FIGS. 2A and 2B are diagrams for explaining how the leaky bucket controls the traffic. The non-transmitted cells among the incoming cells which burst into UPC must be stored in its leaky bucket(s) due to the transfer rate of the UPC. As implied by the name, a leaky bucket behaves like a bucket with a hole in the bottom that causes it to leak at a certain rate corresponding to a traffic cell rate parameter. If cells flows into the bucket faster than they flow out of the bucket, then the bucket eventually overflows, thereby causing cells to be discarded until there is enough room to accept new cells again. The depth of the bucket corresponds to a traffic parameter or a tolerance parameter. Each cell arrival is analogous to a cup of fluid flow that is poured into one or more buckets for use in conformance checking. The funneling of cell arrival fluid into the bucket(s) is controlled by the Cell Loss Priority (CLP) bit in the ATM cell header. The PCR and SCR (Sustainable Cell Rate) traffic parameters are formally defined in terms of a virtual scheduling algorithm (namely, a leaky bucket algorithm) in ITU/CCITT Recommendation 1.371 and the ATM Forum UNI specification. These parameters are specified either in a signaling message or at subscription time or are implicitly defined by the network according to default rules.

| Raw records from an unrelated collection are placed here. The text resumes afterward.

PR #485, opened 2025-01-27
Switch Address Tests from SEQ to ONE for Faster Error Detection on HCC CPUs

x86fr:
This PR will significantly reduces the time required to identify the first memory error during the startup process on high-core-count CPUs by modifying the address testing method. Instead of running the tests across all CPU cores simultaneously (SEQ), the tests will now be performed on a single core (ONE).

The rationale behind this change is that in almost all scenarios, a computer will fail the basic Power-On Self-Test (POST) if even one core is unable to access all regions of the RAM. Consequently, performing these tests on all cores is largely redundant and inefficient, particularly in systems with a high number of cores. By testing on a single core, we maintain system reliability while dramatically improving the time needed to find the first error.


tests/tests.c
```diff
@@ -50,9 +50,9 @@
 
 test_pattern_t test_list[NUM_TEST_PATTERNS] = {
     // ena,  cpu, stgs, itrs, errs, description
-    { true,  SEQ,    1,    6,    0, "[Address test, walking ones, no cache] "},
+    { true,  ONE,    1,    6,    0, "[Address test, walking ones, no cache] "},
     {false,  SEQ,    1,    6,    0, "[Address test, own address in window]  "},
```
debrouxl, line 54: ONE for test 1 as well ? It's disabled by default, but it should probably have the same running mode as test 1.

debrouxl:
Right, running at least tests 1 and 2 (and then probably also 0, which doesn't test the entire memory range anyway) on a single core is the way to go, as we've already concluded in another item on this tracker.

Sure, philosophically, I'd be more of a fan of the "one core per socket" tradeoff. However, in practice... I would think that determining siblings requires enumerating CPUID leaves, possibly dealing with quirks on some more or less obscure platforms dating 30 years back for x86, then parsing ACPI data (which we already partially do, but still) to cope with cores disabled by the firmware according to user configuration, and possibly performing something else I'm not foreseeing here... all of this for real-world platforms where the number of sockets is 1 for virtually all laptops, 1 for a crushing majority of desktops, 1 or 2 for towers, and rarely > 2 for servers, especially in recent generations.
It's hard to argue convincingly, with a straight face, that the added complexity is really worth it :)

build64/mt86plus
debrouxl, line 1: I missed it earlier, but this was mistakenly added to this commit :)

martinwhitaker (changes requested):
OK from me once the binary file is removed. Agree with @debrouxl that test 1 should be changed to ONE too.

build64/mt86plus
01e3: Right, I have a fix for this in https://github.com/memtest86plus/memtest86plus/pull/486 - https://github.com/memtest86plus/memtest86plus/pull/486/commits/2941880efcf1e4336f27ec09e18adebe6b7db4df, perhaps I should move it to a different PR?

x86fr:
Fixed

debrouxl:
Good. Now, what should we do about test 0: let it `SEQ`, or change to `ONE` ?

x86fr:
Changing all address tests to `ONE` for consistency.

PS: I'm not even sure that the way we disable caches in `cache.h` still has any impact on "modern" CPUs. You're supposed to set the CD bit in CR0, wb invalidate **AND** set all MTRRs to uncached, which we don't do. Having MTRR set to cacheable may ignore CD bit. But well, that was added 30 years ago, when the L2 cache was on the motherboard, and way before any multi-threaded CPU.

The operation of the leaky bucket is described with reference to FIGS. 2A and 2B for examples of a conforming and non-conforming cell flow. Referring to FIG. 2A, when a burst of cells 30 enters, the UPC checks to see if the entire bucket increment for the incoming cells 30 can be added to the current bucket contents without overflowing. If the bucket 40 would not overflow, then the cells 30 are conforming, otherwise they are non-conforming as shown in FIG. 2B. As shown in the figures, fluid from a cell arrival can be added to the bucket 40 only if the incoming cells are conforming, but the fluid, i.e. the cell data, for non-conforming cells is discarded.
Therefore, if it is desired that all incoming cells be transmitted to the ATM network, the entire cells should be the conforming cells. However, it is not expected that all of the incoming cells will be conforming since a plurality of traffic sources with different traffic parameters are multiplexed in the UNI.